Figure 4a presents a heatmap of 5-min accumulated distance to failure (ADFt) for blade coatings, integrated across all hydrometeor diameters for example combinations WSHH and RR where the number concentration of hydrometeors of each diameter is computed using the Marshall–Palmer approximation. While the absolute values of 5-min ADF increments are naturally dictated by the coefficients used in the Springer model, this heatmap illustrates several key points. First, based on the multi-layer Springer model, hydrometeors associated with RR of 15 mmhr−1, across all wind speeds and hence rotor speeds, are >6 times as efficient at causing material stresses, and contributing to ADF increments, than those associated with a RR of 1.5 mmhr−1. Second, because the closing velocity between the hydrometeors and the blade is highly dependent on the rotational rate of the wind turbine blades, periods when the WSHH is at, or close to, the inflow wind speed with maximum RPM are particularly important to the ADF. For a RR of 4.5 mmhr−1, there is 50-fold higher 5-min ADF increment when wind speeds are 16 ms−1 versus 3.25 ms−1. Third, accurate specification of the frequency of conditions in differing rain rate and wind speed classes is critical to determining ADF of wind turbine blade coatings and hence the likelihood of LEE in a given time interval. Finally, the approximation applied to compute the HSD plays a role in the absolute values of blade coating ADF for a given rain rate and wind speed (cf. Figure 4a,b). ADF is larger when the HSD is computed using the formulation of Best (Equation (13)) versus that of Marshall–Palmer (Equation (12)). Thus, coating lifetimes would be shorter if the Best HSD were applied. For the example WSHH and RR illustrated in Figure 4, the ratio of ADF increments from calculations using Best versus Marshall–Palmer range from 2.52 for low rainfall rates (1.5 mmhr−1) to 1.43 for high rainfall rates (15 mmhr−1).

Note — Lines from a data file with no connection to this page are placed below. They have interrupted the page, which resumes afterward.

PR #629, opened 2026-07-22
Move s_playerDying from pickup to player

jerethk:
It must have gone astray some time during RE


ifeldshteyn (approved):
Thats silly. Correct move.

PR #630, opened 2026-07-25
Create a new "Enhanced Actor" module containing an enhancedAttackFunc

jerethk:
Create `actorEnhanced.cpp`, containing a new `enhancedAttackFunc`
Custom logics will use `enhancedAttackFunc` from now on.
This is where burst fire and other new functionality will exist, allowing the `defaultAttackFunc` to be preserved in its (mostly) original, vanilla form. This will reduce the risk of breaking vanilla NPC functionality in the future, as new functionality is added.

The same approach can be taken for an `enhancedThinkerFunc` and so on.

The `defaultAttackFunc` as it currently stands was copied over to `enhancedAttackFunc`, and then reverted back to its state at commit 7c52d9066cef05b35e555c9f85f595fb147d0331.
(It was not reverted all the way back to vanilla, to avoid breaking old savegames)


TheForceEngine/TFE_DarkForces/Actor/actorSerialization.cpp
```diff
@@ -305,6 +306,31 @@ namespace TFE_DarkForces
 		SERIALIZE(ObjState_BurstFire, attackMod->burstFire.interval, 29);
 		SERIALIZE(ObjState_BurstFire, attackMod->burstFire.shotCount, 5);
 		SERIALIZE(ObjState_BurstFire, attackMod->burstFire.lastShot, 0);
+
+		// Fixup for savegames when burstfire was still in defaultAttackFunc 
+		if (serialization_getMode() == SMODE_READ)
```
ifeldshteyn, line 311: Do we need to check serialization version for this or are you depending on the older saves having hasBurstFire call alone? Have you tested it with older saves?

jerethk: Yes, have tested with older saves.
Serialisation version won't give us enough information. All NPCs in an older save file will have the `defaultAttackFunc`. Because I've moved burstfire to `enhancedAttackFunc`, an NPC which had burstfire will lose it when they deserialise with `defaultAttackFunc`. So they need to be upgraded now to the new `enhancedAttackFunc`. 

Whereas an ordinary vanilla stormtrooper won't have burstfire, so they should still deserialise with `defaultAttackFunc` - they should not be upgraded to enhanced.

ifeldshteyn (approved):
Approved - based on serialization test successes.

PR #631, opened 2026-07-28
Integrated card warn

ifeldshteyn:
Throws a warning message if your GPU is integrated (you are using laptop intel instead of nvidia/amd gpu).  The warning is linux-compatible. 

image

Without this the game may have graphical errors.

image

### DIFF
--- a/TheForceEngine/TFE_RenderBackend/Win32OpenGL/renderBackend.cpp
+++ b/TheForceEngine/TFE_RenderBackend/Win32OpenGL/renderBackend.cpp
@@ -120,8 +120,7 @@ namespace TFE_RenderBackend
 
 		// List of keywords that indicate integrated graphics.
 		// This is not an exhaustive list , but covers the most common integrated graphics.
-		const std::vector<std::string> integratedKeywords = { 
-			"nvidia",
+		const std::vector<std::string> integratedKeywords = { 			
 			"intel(r) uhd",
 			"intel(r) hd",
 			"intel(r) iris",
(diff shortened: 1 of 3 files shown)


TheForceEngine/TFE_RenderBackend/Win32OpenGL/renderBackend.cpp
```diff
@@ -78,6 +78,86 @@ namespace TFE_RenderBackend
 	static GLuint s_globalVAO = 0;
 	static bool s_isMacOS = false;
 
+
+
+	static void showGpuWarningDialog(const char* rendererName)
+	{
+		// Don't show the warning if muted - this is a permanent change unless settings are wiped.
```
jerethk, line 85: Are you totally sure you want to write a setting that someone can never undo without manually editing the settings file?
(I think it is probably ok, but worth being sure.)

jerethk (approved):

TheForceEngine/TFE_RenderBackend/Win32OpenGL/renderBackend.cpp
ifeldshteyn: Yeah i thought about it. But this should only happen once per machine. If you dont care then you can mute it. Its like first start we get a popup about modern or classic. The key is to let user know there is an issue with the machine video settings ans tfe.

mlauss2:
Please revert or at least rework this:  There's nothing inherently "discrete-gpu-only" in the gl renderer at all; the screenshot looks like a windows driver bug.  I've been developing the tfe linux port on an integrated intel haswell gpu, which was introduced 7 years before the rtx3070 in the screenshot, and haven't seen any gfx issues on integrated intel, amd or the quadro k5100m in my old laptop.

jerethk:
> Please revert or at least rework this: There's nothing inherently "discrete-gpu-only" in the gl renderer at all; the screenshot looks like a windows driver bug. I've been developing the tfe linux port on an integrated intel haswell gpu, which was introduced 7 years before the rtx3070 in the screenshot, and haven't seen any gfx issues on integrated intel, amd or the quadro k5100m in my old laptop.

@Karjala22 please note

PR #634, opened 2026-08-10
Undo / redo for level INF data

acpushbutton:
Undo / redo for level INF data

Details of the changes are in each commit, grouped into reasonable chunks.

It's a bit convoluted due to the way INF is stored in memory inside of a Editor_LevelInf.

INF delete not yet implemented.

Resubmitted with commit 5 to address some things.

### DIFF
--- a/TheForceEngine/TFE_Editor/LevelEditor/editCommon.cpp
+++ b/TheForceEngine/TFE_Editor/LevelEditor/editCommon.cpp
@@ -44,7 +44,8 @@ namespace LevelEditor
 				if (sector)
 				{
 					selection_clearHovered();
-					edit_deleteVertex(sector->id, featureIndex, LName_DeleteVertex);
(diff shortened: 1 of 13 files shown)


jerethk:
Hi @acpushbutton thanks for this. It's a big one so let's go through it piece by piece, I'll do my best as time permits.

Can I start by asking- is this just for INF edits, or is there also changes to the geometry (wall/vertex) editor?

acpushbutton:
Apologies @jerethk . 1597ca0 is not supposed to be here. I didn't realise that appending to this on my branch would auto-update the PR to the main project too.

The submission is intended to be from 10d1df6 to 7ca8333.

I'll take your advice on how best to fix this.

acpushbutton:
Closing this, I'll fix it up and resubmit another day.

jerethk:
@acpushbutton no worries at all. Yeah if they were supposed to be 2 separate additions, I think it would be best to have them separated into 2 PRs. Thanks for that.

3.2. Geospatial Variability of Blade Coating Lifetime

In accord with a priori expectations and limited past research [36], the blade coating lifetime estimates across the CONUS exhibit marked geospatial variability. Here, 18-year ADF estimates range from <0.1 at the ASOS sites with the least erosive climate to a maximum of 4 (Figure 5a). A value of 4 indicates that a blade coating with the material properties employed in the Springer model is projected to fail 4 times during an 18-year period. Alternatively stated, the blade coating is expected to fail, on average, in just over 4 years. Analyses for one-quarter of the ASOS stations indicate an 18-year ADF > 1, and two-thirds of sites have a ADF > 0.5. Stations with 18-year ADF > 1 that are close to current wind turbine installations (Figure 2a) are clustered along the US west coast, in the Central Plains, and along the US east coast (Figure 5a). Several sites exhibit blade coating lifetimes of <12 years (Figure 5b). The site with the highest 18-year ADF (4) is KCEC in Crescent City, California. This coastal station experiences high annual total precipitation (1539 mm) and a relatively high frequency of precipitation during periods when the wind speed is such that the reference wind turbine would be operating at high RPM.

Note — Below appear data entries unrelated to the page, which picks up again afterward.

PR #635, opened 2026-08-16
Enhancements for selection_buildDerived()

acpushbutton:
This function handles converting selections of one type to another. Like sectors to walls / vertexes. This updates it to complete all conversion types, namely from simpler ones like verts to walls / sectors.

### DIFF
--- a/TheForceEngine/TFE_Editor/LevelEditor/selection.cpp
+++ b/TheForceEngine/TFE_Editor/LevelEditor/selection.cpp
@@ -6,6 +6,8 @@
 #include "sharedState.h"
 #include "infoPanel.h"
 
+#include <unordered_map>
+
 using namespace TFE_Editor;
 
 namespace LevelEditor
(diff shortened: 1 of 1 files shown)


TheForceEngine/TFE_Editor/LevelEditor/selection.cpp
```diff
@@ -745,26 +747,114 @@ namespace LevelEditor
...
-			// For now, vertices don't select anything.
-			// This may change.
+			const s32 count = (s32)s_selectionList2[SEL_VERTEX].size();
+			const FeatureId* vtx = s_selectionList2[SEL_VERTEX].data();
+
+			s32 featureIndex = -1;
+			std::unordered_map<s32, std::vector<s32>> sectorVtxMap;
+
+			// Fill the hashmap with sectors and feature (vtx) ids.
+			for (size_t i = 0; i < count; i++)
```
jerethk: Minor: other loops in this method use `s32/u32` instead of `size_t`
The code is a bit tidier and easier to read if it's consistent

Same with the other loops further down

(I think it is desirable to stick with TFE's type system _as much as possible_, though I can see there are a few places in this file where even Lucius has used `size_t`)

Also, you have declared `count` as a `s32` so `i` should be signed too

TheForceEngine/TFE_Editor/LevelEditor/selection.cpp
```diff
@@ -745,26 +747,114 @@ namespace LevelEditor
...
+									if (vtxIds[v1] == w->idx[1])
+									{
+										FeatureId id = createFeatureId(sector, (s32)wallIndex, HP_MID);
+										selection_insertFeatureId(s_selectionList2[SEL_SURFACE], id);
+									}
+								}
+							}
+						}
+					}
+
```
jerethk: Unnecessary blank line

TheForceEngine/TFE_Editor/LevelEditor/selection.cpp
```diff
@@ -745,26 +747,114 @@ namespace LevelEditor
...
 			for (s32 i = 0; i < count; i++)
 			{
 				s32 featureIndex;
 				HitPart part;
 				EditorSector* sector = unpackFeatureId(list[i], &featureIndex, (s32*)&part);
+
 				// Skip flats.
 				if (part == HP_FLOOR || part == HP_CEIL) { continue; }
 
+				// Populate hashmap for sector selection based on MID walls
```
jerethk: Your comment says you are basing on MID, but I can't see you filtering to MID anywhere below?

Same in the section below (from :845)

TheForceEngine/TFE_Editor/LevelEditor/selection.cpp
```diff
@@ -776,6 +866,7 @@ namespace LevelEditor
 				FeatureId id = createFeatureId(sector);
 				selection_insertFeatureId(s_selectionList2[SEL_SECTOR], id);
 			}
+
```
jerethk: unnecessary blank line

TheForceEngine/TFE_Editor/LevelEditor/selection.cpp
```diff
@@ -745,26 +747,114 @@ namespace LevelEditor
...
+			const FeatureId* vtx = s_selectionList2[SEL_VERTEX].data();
+
+			s32 featureIndex = -1;
+			std::unordered_map<s32, std::vector<s32>> sectorVtxMap;
+
+			// Fill the hashmap with sectors and feature (vtx) ids.
+			for (size_t i = 0; i < count; i++)
+			{
+				EditorSector* sector = unpackFeatureId(vtx[i], &featureIndex);
+				if (sectorVtxMap.count(sector->id) > 0)
```
jerethk, line 761: We need a `nullptr` check here, because `unpackFeatureId` can return `nullptr`

eg. `if (!sector) { continue; }`

jerethk (changes requested):
Hi, thanks for this - just a couple things to look at, which are relatively simple things.
The MID issue looks like it is potentially a bug

BTW - I haven't tested it, and I probably won't get round to it - so I'm relying on you having tested it all works as expected :-)

acpushbutton:
Changes made see 2464899.

Re: size_t, I tend to use this when the var is used for array indexing only. Since other methods like vec.size() return size_t it means I can avoid some casts. Mixing unsigned and signed was definitely an error though.

Re: MID walls, the logic was 98% correct but the comments were wrong.

TheForceEngine/TFE_Editor/LevelEditor/selection.cpp
```diff
@@ -842,7 +841,7 @@ namespace LevelEditor
 				selection_insertWallVertices(sector, wall);
 			}
 
-			// Do select sectors on MID wall tests
+			// Select whole sectors if all walls are accounted for
```
jerethk: Sorry can you please clarify for me -- is the logic here that a wall is considered "accounted for" if ANY one of its parts (bot, mid or top) is in the selection?
i.e. there is no need for both bot and top to be included?

jerethk: Something I am wondering. Sectors can be huge/complex, with dozens of walls.
If a sector has 40 walls, do you want to require that the user selects all 40 for it to be recognised and converted into the sector selection? 

I wonder if it would be better if the logic was: if ANY wall is selected (even just 1), its sector will become part of the selection.

Especially considering Lucius' logic from line 857 onwards: if only the floor _or_ ceiling is selected, the whole sector becomes selected when changing from surface to sector mode

TheForceEngine/TFE_Editor/LevelEditor/selection.cpp
jerethk: Is this an "and" or an "or"?
Does the user need to have both floor and ceil selected for it to count?

jerethk:
> Re: size_t, I tend to use this when the var is used for array indexing only. Since other methods like vec.size() return size_t it means I can avoid some casts. Mixing unsigned and signed was definitely an error though.
> 

Oh, thanks for explaining this. I didn't realise that switching to `s32` would force you to have to do those typecasts. I agree they would be nice to avoid. If you wish, feel free to change back to `size_t` to avoid the typecasts.

TheForceEngine/TFE_Editor/LevelEditor/selection.cpp
jerethk: NB. Has been discussed in Discord, and I'm more than happy to leave it as-is, if this is the desired behaviour.

acpushbutton:
Final commit f31c54d - Fixes up the logic to ensure all wallIds are accounted for when transiently selecting their parent sector.

jerethk (approved):
Great work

Data regarding the need for blade repair or LEP application are generally kept confidential by wind farm owner-operators. Thus, it is difficult to evaluate the coating lifetime predictions presented in Figure 5a. An earlier analysis using independently measured HSD and fall velocities from a disdrometer and wind speeds from a lidar at the US Department of Energy Atmospheric Radiation Measurement (DoE ARM, see location in Figure 2a) site in Lamont, Oklahoma predicted the 3 MW reference turbine would experience coating failure in slightly over 16 years (see cumulative density function of 1-min ADF increments from that analysis in Figure 1d) [46]. Analyses presented herein for an ASOS site 32 km from the ARM location are consistent with that earlier work and indicate an ADF of 1 over the 18-year period (i.e., a coating lifetime of ≤18 years).

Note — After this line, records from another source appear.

PR #642, opened 2026-09-19
Fix for empty GOL file for Dark Trooper Center

ifeldshteyn:
Fix for empty GOL file to match DOS.

image


TheForceEngine/TFE_Jedi/Level/level.cpp
```diff
@@ -638,6 +638,12 @@ namespace TFE_Jedi
 		}
 
 		size_t len = file.getSize();
+		if (len == 0)
+		{
+			TFE_System::logWrite(LOG_ERROR, "level_loadGoals", "Level goals file '%s' is empty.", levelName);
+			return JFALSE;
```
jerethk, line 644: You need to close the file (stream) before quitting out of this function, otherwise there will probably be a resource leak.

jerethk (changes requested):

TheForceEngine/TFE_Jedi/Level/level.cpp
jerethk: Ok, so it turns out that `Filestream` has a destructor that calls `close()` when an open Filestream moves out of scope.

Even so, I would _personally_ prefer it if you could move the early return to after the `file.close()` because then the code here would read more as if it is doing the right thing. Everywhere else it opens files, TFE explicitly closes them with a `file.close()` inline in the code (LEV, O, INF, VUEs, textures, 3DOs etc.) so I think that it is best not to depart from the pattern here, purely as a matter of consistency.

The destructor is still there as a "backstop", but we don't normally rely on it.

jerethk (approved):
Thanks!

PR #643, opened 2026-09-19
Mute LevelScript errors. 

ifeldshteyn:
Don't throw errors if Level Script is missing. Only throw errors if you cannot open it. This will mute the error spam for all mods.


TheForceEngine/TFE_ForceScript/Angelscript/add_on/scriptbuilder/scriptbuilder.cpp
```diff
@@ -190,14 +190,21 @@ s32 readScriptFileTFE(const char* filename, string& code, asIScriptEngine* engin
 {
 	FilePath path;
 	FileStream file;
-	if (!TFE_Paths::getFilePath(filename, &path) || !file.open(&path, FileStream::MODE_READ))
+	if (!TFE_Paths::getFilePath(filename, &path))
```
jerethk, line 193: @ifeldshteyn I agree that having regular error messages about missing levelscript.fs is annoying.

However, this is also used for other `.fs` files that may be `#include`d along with levelscript.fs
For example if levelscript.fs has `#include secbase.fs`
and `secbase.fs` is absent, we DO want an error message to let us know this.

Perhaps the solution is an extra `if` within this block

```
if (filename != c_levelScriptFile)
{
   string msg = "Script file not found: '" + std::string(filename) + "'";
   engine->WriteMessage ....
}
```

jerethk (changes requested):

PR #644, opened 2026-09-19
Correct INF Trigger Event field

acpushbutton:
Event field in Trigger data incorrectly points to eventMask.
- Update field to point to event instead
- Change ImGui widget to read unsigned int.
- Update checkbox bit flipper to point to event.
eventDatafix


jerethk (approved):
Good catch!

3.3. Temporal Variability in Blade Coating Lifetime Reduction

The probability distributions of 5-min ADF increments varies markedly across the USA. Accordingly, the contribution of the top 100, 5-min periods in terms of incremental contributions to ADF also exhibits marked spatial variability (Figure 5c). Over much of the western half of the CONUS, the top 100 most erosive 5-min periods contribute less than 5% of the total 18-year ADF, and <5% of a blade coating lifetime. In other locations, for example much of the SGP, values exceed 0.1, indicating that 10% of the coating lifetime may be exhausted during as few as 100 5-min periods. The top 100 5-min ADF values along the Gulf coast of the CONUS (i.e., the southeastern USA) are also very high likely due, in part, to torrential rain and high wind speeds associated with land-falling tropical cyclones [80,81].
Analyses of modeled time series from three example ASOS stations with 18-year ADF > 1.5 that are located close to major wind turbine installations indicate marked variations in the degree to which the ADF time series is heavy tailed (Figure 6a).
The SGP site achieves an ADF of 0.33 (i.e., one-third of blade coating lifetime expended) in just 360 5-min periods (or 30 h) (Figure 6a). For the PNW site, 1130 5-min periods are required to achieve an ADF of 0.33. For the NE station, 790 5-min periods are required. Thus, approximately three times as many 5-min periods are required in the PNW to achieve the same accumulated level of material stress as the top 360 periods in the SGP. The dominance of a few extremely erosive periods in determining overall total 18-year ADF across these sites is even more marked (Figure 6b). Over one-third of the total 18-year ADF at the SGP site is associated with ADF increments in just 1000 5-min periods or just over 80 h (Figure 6b). This implies that there may be the greatest value in the use of erosion-safe mode in the SGP, given that curtailment of electricity production will be required during only a small number of hours each year. Conversely, for the PNW site, only just over 10% of the 18-year ADF is accumulated in the top 1000 most erosive 5-min periods.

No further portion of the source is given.